ASSIGNMENT
Your task is to output all the records below, word for word.

Top of RECORDS FOR THIS EXERCISE

PR #1875, opened 2022-11-02
Add polygon to post hook for explorer

aalan3:
Forgot to add this one so that this shows up correctly in the explorer


jeff-dude (approved):
good catch

jeff-dude:
our prod job runs views only if new or edited, i'll be curious to see if schema change kicks it off. if you don't see this in ~1-2 hours, we can manually run

PR #1880, opened 2022-11-02
Fix wash filter

hildobby:

Added case columns to group by and also added an anti left join for incremental runs to make sure trades arent abstracted twice.

*For Dune Engine V2*
I've checked that:
General checks:

Pricing checks:

Join logic:

Incremental logic:


hildobby:
I just pushed and was trying to look into the test that errors in dune but it doesn't work 🤔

Bottom of RECORDS FOR THIS EXERCISE

SOLUTION FOR THIS PROBLEM
PR #1875, opened 2022-11-02
Add polygon to post hook for explorer

aalan3:
Forgot to add this one so that this shows up correctly in the explorer


jeff-dude (approved):
good catch

jeff-dude:
our prod job runs views only if new or edited, i'll be curious to see if schema change kicks it off. if you don't see this in ~1-2 hours, we can manually run

PR #1880, opened 2022-11-02
Fix wash filter

hildobby:

Added case columns to group by and also added an anti left join for incremental runs to make sure trades arent abstracted twice.

*For Dune Engine V2*
I've checked that:
General checks:

Pricing checks:

Join logic:

Incremental logic:


hildobby:
I just pushed and was trying to look into the test that errors in dune but it doesn't work 🤔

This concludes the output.